In April, the Food and Drug Administration temporarily lifted a component of its Risk Evaluation and Mitigation Strategy, or REMS, that had prevented mifepristone from being sent through the mail. Medication abortion counseling and prescriptions thus became available via telehealth. Prager said that lifting the REMS entirely would have been more helpful, because it would open the possibility of mifepristone being widely available at pharmacies, or maybe even over the counter, as it is in other countries. (If mifepristone were accessible over the counter, Aid Access’ advance provision model really could be mainstream.) Still, when the FDA’s rule-change became permanent in December, news outlets framed it as a major expansion of reproductive rights.

But that expansion had already happened with the agency’s move in April. In clinics that had been providing medication abortion through telehealth for months, said Prager, the FDA’s announcement had “zero” impact. Providers had already been doing this work; the FDA’s announcement simply meant it could continue. It was not a new explosion of access, but media accounts made it seem that way, as outlets that rarely covered abortion ran with the news.

If Roe v. Wade is overturned this summer, a similar distortion is likely to occur. Medication abortion may once again be framed as the key solution to gaps in care. And for some patients, it absolutely will be. But for abortion access to be truly broadened in a country that criminalizes poverty and pregnancy, a systems-level change is needed: one that extends beyond the contents of blue-state medicine cabinets and invites a wholesale reimagining of how we treat the rights of pregnant people.

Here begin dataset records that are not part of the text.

PR #72, opened 2019-02-13
Add text to README explicitly requiring c11

agrippa:


agrippa:
@srirajpaul could you just check this out quickly?

srirajpaul:
Looks good.

PR #74, opened 2019-06-06
Add support for Honeycomb simulator

### LINKED ISSUE #71: Add support for Honeycomb simulator
Adding support for Honeycomb simulator requires adding the assembly support for context switching and conditional compilation for a few unsupported features.

srirajpaul:
resolves #71 

Add the context switching assembly for honeycomb.
Make unsupported libraries (e.g. dlopen) compile only conditionally.
Add honeycomb architecture to Configure/Makefile scripts.


srirajpaul:
@agrippa Please take a look.

src/hclib-instrument.c
```diff
@@ -4,13 +4,30 @@
...
 #include <signal.h>
 #include <errno.h>
-#include <aio.h>
 #include <sys/stat.h>
 #include <sys/types.h>
 
 #include "hclib.h"
 #include "hclib-instrument.h"
 
+#ifdef HAVE_AIO_H
```
agrippa, line 13: @srirajpaul I'm not a autoconf expert. Am I correct in assuming that HAVE_AIO_H will be set so long as autoconf was able to find aio.h during configuration? So on most systems, it would be set?

src/hclib-runtime.c
```diff
@@ -56,6 +55,10 @@ OF THIS SOFTWARE, EVEN IF ADVISED OF THE POSSIBILITY OF SUCH DAMAGE.
 #include <hclib-module.h>
 #include <hclib-instrument.h>
 
+#ifdef HAVE_DLFCN_H
```
agrippa, line 58: @srirajpaul where is HAVE_DLFCN_H set?

src/inc/litectx.h
```diff
@@ -14,7 +14,10 @@
 #include "hclib_common.h"
 #include "fcontext.h"
 #include <string.h>
+
+#ifdef HAVE_SYS_MMAN_H
```
agrippa, line 18: I'm assuming we have the same situation here as with aio.h? HAVE_SYS_MMAN_H will be automatically set if sys/mman.h is findable on a given system, by autoconf?

src/hclib-instrument.c
srirajpaul: @agrippa  That is correct. HAVE_AIO_H gets set as  "#define HAVE_AIO_H 1" in hclib-install/include/hclib_config.h if autoconf is able find aio.h in the target platform. In most systems it will be set.

src/hclib-runtime.c
srirajpaul: @agrippa  set inside  hclib-install/include/hclib_config.h when HClib is build.

src/inc/litectx.h
srirajpaul: @agrippa  Yes. it is set inside  hclib-install/include/hclib_config.h when HClib is build.

src/hclib-runtime.c
agrippa: @srirajpaul is this a built-in autoconf thing? I'm only asking because I see you've added special commands for AIO but not for this. I realize this is probably a dumb question due to my autoconf ignorance, just want to make sure we aren't missing anything

srirajpaul: @agrippa  DLFCN was already supported, as in the installed hclib-install/include/hclib_config.h was already setting HAVE_DLFCN_H to 1 if dlfcn.h is present.

This was happening because https://github.com/habanero-rice/hclib/blob/32ada897f673edd56375e83a58c1a8cfd5ba5dcd/configure.ac#L21 was using a macro AC_PROG_LIBTOOL to enable support for shared libraries. This was automatically adding the AC_CHECK_HEADERS([dlfcn.h]..) and together with HAVE_DLFCN_H  in https://github.com/habanero-rice/hclib/blob/32ada897f673edd56375e83a58c1a8cfd5ba5dcd/inc/hclib_config.h.in#L7 sets the HAVE_DLFCN_H macro to 1 in hclib_config.h  if dlfcn.h is present.
The question is not dump. I am also learning more about autoconf through this and it took some time to find out how DLFCN was getting set.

For providers like Prager, this would mean rescinding laws that prioritize the wellbeing of a pregnancy over a person. With their roots in American chattel slavery, which cleaved the interests of enslaved pregnant people from their pregnancies, these laws are often used to criminalize low-income people of color who happen to live in abortion-hostile states, like Rennie Gibbs, who in 2014 was charged with “depraved heart murder” for delivering a stillborn baby and having a history of cocaine use.

Neither had anything to do with the other, and that was the point. Cases like Gibbs’ are not about protecting a child’s safety, and neither are laws limiting abortion access. They’re about keeping people afraid. “Fear in and of itself is a barrier,” said Prager, “because if people think it’s illegal, then either as providers or as patients, they may not seek it out.” The irony is that abortion advocates’ emphasis on pills is aimed at ending that chilling effect by promoting them as a safe, legal option. But unless we are realistic about the damaging legacy of criminalizing self-managed abortion, and its disproportionate impact on marginalized communities, access will remain far from equitable.